To do
Your result will be the set of lines with "shape", copied from the material below.

The records
▬▬▬

PR #1293, opened 2023-06-22
Memory bank distributed training support

guarin:
## Changes

* Add feature dimension when setting memory bank size. This is required for distributed training because the buffer size cannot be changed dynamically.
* Cleanup memory bank implementation.
* Add `feature_dim_first` argument to memory bank. This is required for backwards compatibility. In the future we should be able to set `feature_dim_first=False` and remove the requirement for transposing features coming from the feature bank.
* Update classes/functions using memory bank  from `size=num_features` to `size=(num_features, dim)`.

## How was it tested?
* Added unit tests

### DIFF
--- a/benchmarks/imagenet/resnet50/mocov2.py
+++ b/benchmarks/imagenet/resnet50/mocov2.py
@@ -33,7 +33,7 @@ class MoCoV2(LightningModule):
         self.projection_head = MoCoProjectionHead()
         self.query_backbone = copy.deepcopy(self.backbone)
         self.query_projection_head = MoCoProjectionHead()
-        self.criterion = NTXentLoss(temperature=0.2, memory_bank_size=65536)
+        self.criterion = NTXentLoss(temperature=0.2, memory_bank_size=(65536, 128))
 
         self.online_classifier = OnlineLinearClassifier(num_classes=num_classes)
 
--- a/lightly/models/modules/memory_bank.py
+++ b/lightly/models/modules/memory_bank.py
@@ -22,14 +22,21 @@ class MemoryBankModule(Module):
 
     Attributes:
         size:
-            Number of keys the memory bank can store. If set to 0,
-            memory bank is not used.
+            Size of the memory bank as (num_features, dim) tuple. If num_features is 0
+            then the memory bank is disabled. Deprecated: If only a single integer is
+            passed, it is interpreted as the number of features and the feature
+            dimension is inferred from the first batch stored in the memory bank.
+            Leaving out the feature dimension might lead to errors in distributed
+            training.
         gather_distributed:
             If True then negatives from all gpus are gathered before the memory bank
             is updated. This results in more frequent updates of the memory bank and
             keeps the memory bank contents independent of the number of gpus. But it has
             the drawback that synchronization between processes is required and
             diversity of the memory bank content is reduced.
+        dim_first:
+            If True, the memory bank returns features with shape (dim, num_features).
+            If False, the memory bank returns features with shape (num_features, dim).
 
     Examples:
         >>> class MyLossFunction(MemoryBankModule):
--- a/lightly/models/modules/memory_bank.py
+++ b/lightly/models/modules/memory_bank.py
@@ -60,7 +60,7 @@ class MemoryBankModule(Module):
 
         if any(x < 0 for x in size_tuple):
             raise ValueError(
-                f"Illegal memory bank size {size}, entries must be non-negative."
+                f"Illegal memory bank size {size}, all entries must be non-negative."
             )
 
         self.size = size_tuple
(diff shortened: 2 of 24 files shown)


benchmarks/imagenet/resnet50/main.py
```diff
@@ -230,7 +230,7 @@ def pretrain(
         logger=TensorBoardLogger(save_dir=str(log_dir), name="pretrain"),
         precision=precision,
         strategy="ddp_find_unused_parameters_true",
-        sync_batchnorm=True,
+        sync_batchnorm=accelerator != "cpu",  # Sync batchnorm is not supported on CPU.
```
guarin, line 233: Added this to make benchmarks runnable on CPU, makes testing distributed training easier.

lightly/models/modules/memory_bank.py
```diff
@@ -20,26 +22,30 @@ class MemoryBankModule(torch.nn.Module):
...
+            dimension is inferred from the first batch stored in the memory bank.
+            Leaving out the feature dimension might lead to errors in distributed
+            training.
         gather_distributed:
             If True then negatives from all gpus are gathered before the memory bank
             is updated. This results in more frequent updates of the memory bank and
             keeps the memory bank contents independent of the number of gpus. But it has
             the drawback that synchronization between processes is required and
             diversity of the memory bank content is reduced.
+        feature_dim_first:
```
guarin, line 37: `feature_dim_first=False` makes working with memory bank much easier.

lightly/utils/benchmarking/metric_callback.py
```diff
@@ -60,7 +60,7 @@ def _append_metrics(
         self, metrics_dict: Dict[str, List[float]], trainer: Trainer
     ) -> None:
         for name, value in trainer.callback_metrics.items():
-            if isinstance(value, float) or (
-                isinstance(value, Tensor) and value.numel() == 1
-            ):
-                metrics_dict.setdefault(name, []).append(float(value))
+            if isinstance(value, Tensor) and value.numel() != 1:
+                # Skip non-scalar tensors.
+                continue
```
guarin, line 65: `trainer.callback_metrics.items()`  returns `(str, Tensor)` tuples and mypy pointed out that `isinstance(value, float)` is impossible if the value is always a tensor. As this check previously passed CI, I believe that either pytorch lightning changed the typing of this function, or I have a different mypy version locally. In any case, I changed the test slightly to make it pass in all cases. The functionality should remain exactly the same :)

lightly/models/modules/memory_bank.py
```diff
@@ -48,38 +54,67 @@ class MemoryBankModule(torch.nn.Module):
...
+                ),
+                UserWarning,
+            )
+        else:
+            self._init_memory_bank(dim=None)
+
     @torch.no_grad()
-    def _init_memory_bank(self, dim: int) -> None:
-        """Initialize the memory bank if it's empty
+    def _init_memory_bank(self, dim: Union[Sequence[int], None]) -> None:
```
philippmwirth, line 101: This is a bit convoluted I think it'd be a better solution to pass the `size` explicitly:
```python
    @torch.no_grad()
    def _init_memory_bank(self, size: Sequence[int]) -> None:
        """Initialize the memory bank if it's empty.
        Args:
            size:
                The dimensions of the memory bank.
        """
        self.bank = torch.randn(size).type_as(self.bank)
        self.bank = torch.nn.functional.normalize(self.bank, dim=-1)
        self.bank_ptr = torch.zeros(1).type_as(self.bank_ptr)
```

Also, we should initialize the memory bank when the size is passed in the constructor is a tuple.

philippmwirth (changes requested):

lightly/models/modules/memory_bank.py
guarin: Updated :)

> Also, we should initialize the memory bank when the size is passed in the constructor is a tuple.

This is already implemented.

benchmarks/imagenet/resnet50/mocov2.py
```diff
@@ -33,7 +33,11 @@ def __init__(self, batch_size_per_device: int, num_classes: int) -> None:
         self.projection_head = MoCoProjectionHead()
         self.query_backbone = copy.deepcopy(self.backbone)
         self.query_projection_head = MoCoProjectionHead()
-        self.criterion = NTXentLoss(temperature=0.2, memory_bank_size=(65536, 128))
+        self.criterion = NTXentLoss(
+            temperature=0.2,
+            memory_bank_size=(65536, 128),
+            gather_distributed=self.trainer.num_devices > 1,
```
guarin, line 39: This makes sure that the memory bank is identical over all processes (keys are gathered before the memory bank is updated). This follows the original implementation: https://github.com/facebookresearch/moco/blob/1999df86de600027cd2702cbd7cd7b7d2a53559d/moco/builder.py#L68

PR #1299, opened 2023-06-28
Correctly create SelectionConfig with repeated object references

michal-lightly:
Fixes a bug when `selection_config_from_dict` would fail if the input dictionary contains multiple references to the same strategy object.

### DIFF
--- a/lightly/api/api_workflow_compute_worker.py
+++ b/lightly/api/api_workflow_compute_worker.py
@@ -618,13 +618,12 @@ class _ComputeWorkerMixin:
 
 def selection_config_from_dict(cfg: Dict[str, Any]) -> SelectionConfig:
     """Recursively converts selection config from dict to a SelectionConfig instance."""
-    strategies = [
-        SelectionConfigEntry(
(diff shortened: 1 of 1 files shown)


lightly/api/api_workflow_compute_worker.py
```diff
@@ -618,12 +618,14 @@ def get_compute_worker_run_tags(self, run_id: str) -> List[TagData]:
 
 def selection_config_from_dict(cfg: Dict[str, Any]) -> SelectionConfig:
     """Recursively converts selection config from dict to a SelectionConfig instance."""
+    strategies = [
+        SelectionConfigEntry(
+            input=SelectionConfigEntryInput(**entry["input"]),
+            strategy=SelectionConfigEntryStrategy(**entry["strategy"]),
```
guarin, line 624: This silently discards any additional keys in `entry` that are not `input` or `strategy`. Users would then not notice that there is something wrong with the config.

guarin (changes requested):

guarin (approved):
LGTM!

PR #1300, opened 2023-06-29
lig-3581: Update `PredictionTaskSchema` in API client

huan-lightly-0:
Class `PredictionTaskSchema` in the API client is updated to leverage OpenAPI feature `oneOf`.


guarin (approved):
LGTM!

▬▬▬

Answer to the problem
+            If True, the memory bank returns features with shape (dim, num_features).
+            If False, the memory bank returns features with shape (num_features, dim).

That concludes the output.